At a trade show, you stretch your wristwatch cell phone to check the time and then hand out business-card phones with your logo. This vision of the not-too-distant future is one of the possibilities of the Morph joint venture by Nokia and the United Kingdoms University of Cambridge.
That vision went on display at New Yorks Museum of Modern Art (MoMA) on Sunday, as part of the Design and the Elastic Mind exhibit. "Morph," Nokia said, "is a concept that demonstrates how future mobile devices might be stretchable and flexible, allowing the user to transform their mobile device into radically different shapes."
TRANSPARENT ELECTRONICS
Dr. Bob Iannucci, Nokia chief technology officer, said the Nokia Research Center is looking to "reinvent the form and function of mobile devices" through the use of nanotechnology and the Morph "concept phones" show some of the possibilities -- including flexible materials, transparent electronics and self-cleaning surfaces.
The partnership between Nokia and the university, announced last March, involves a research facility at the university and collaboration with several academic departments, including the Nanoscience Center and the Engineering Department. Nokia said the projected timeline for integration into handheld devices is within seven years, initially through high-end devices, and applications could include lowering the cost of manufacturing.
Chris Hazelton, an analyst with industry research firm IDC, noted that the collaboration supports a general trend toward the development of morphing or changeable phones. Morphing, he said, is the industrys growing effort to address the need "for greater capability for mobile phones, while getting around the size barrier."
FORM FOLLOWING FUNCTION
He noted that the morphing trend includes designs in which form literally follows function, such as the keypad in Motorolas Rokr E8, in which a 12-key alphanumeric pad for phone use can become a media playback pad with play, stop and other functions.
He added that Polymer Vision, a spin-off from Dutch giant Phillips, has announced an average-sized phone with a foldable screen that offers a display larger than the device itself.

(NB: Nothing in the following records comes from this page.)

PR #4823, opened 2023-10-25
DONT MERGE. Vam.

jamii:
(I'm just opening this to get the review ui).


vector/array.go
```diff
@@ -0,0 +1,26 @@
...
+)
+
+type Array struct {
+	mem
+	Typ     *zed.TypeArray //XXX type array or set
+	Lengths []int32
+	Values  Any
+}
+
+var _ Any = (*Array)(nil)
```
jamii, line 14: This is an assertion that it fits the `Any` interface?

vector/record.go
```diff
@@ -0,0 +1,55 @@
+package vector
+
+import (
+	"github.com/brimdata/zed"
+	"github.com/brimdata/zed/zcode"
+)
+
+// XXX need to create memory model
+type mem struct{}
```
jamii, line 9: What is this for?

vector/array.go
nwt: Exactly.

vector/string.go
```diff
@@ -0,0 +1,42 @@
...
+import (
+	"github.com/brimdata/zed"
+	"github.com/brimdata/zed/zcode"
+)
+
+type String struct {
+	mem
+	Typ    zed.Type
+	Values []string
+	Nulls  Nullmask
```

And an Israeli company, Modu, recently announced component cell phones -- what it called the "first modular mobile phone." The ecosystem, as the company calls its approach, is sold in parts and assembled as needed. Its heart is a tiny phone reduced to its core functions and smallest size -- smaller than a credit card -- and it can be snapped together with various phone enclosures or compatible electronics devices.
Like enterprise software or home music units, mobile devices are becoming adaptable and component-ized, although Hazelton cautioned that the Nokia/Cambridge effort is attempting to do this at the component and microscopic level, and will likely take several years.